=== DESCRIPTION OF THE TASK ===
Leaving out every line that comes before the one containing "Also, it seems", output the rest of the records exactly, the final line included.

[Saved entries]
┌────────

PR #207, opened 2016-03-04
Heroku installation revs for Kong 0.7.0

mars:
This is a rev to simply & update the Heroku install instructions, since we released a Kong 0.7.0 buildpack for Heroku.

@ahmadnassri I opened this a few days ago, but it somehow was closed. Here it is again.

Also, it seems that the Heroku install page is now missing, so maybe merging this will put it back :8ball:

### DIFF
--- a/app/install/heroku.md
+++ b/app/install/heroku.md
@@ -64,37 +64,15 @@ $ curl http://localhost:8001/status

└────────

=== REPLY ===
Also, it seems that the Heroku install page is now missing, so maybe merging this will put it back :8ball:

### DIFF
--- a/app/install/heroku.md
+++ b/app/install/heroku.md
@@ -64,37 +64,15 @@ $ curl http://localhost:8001/status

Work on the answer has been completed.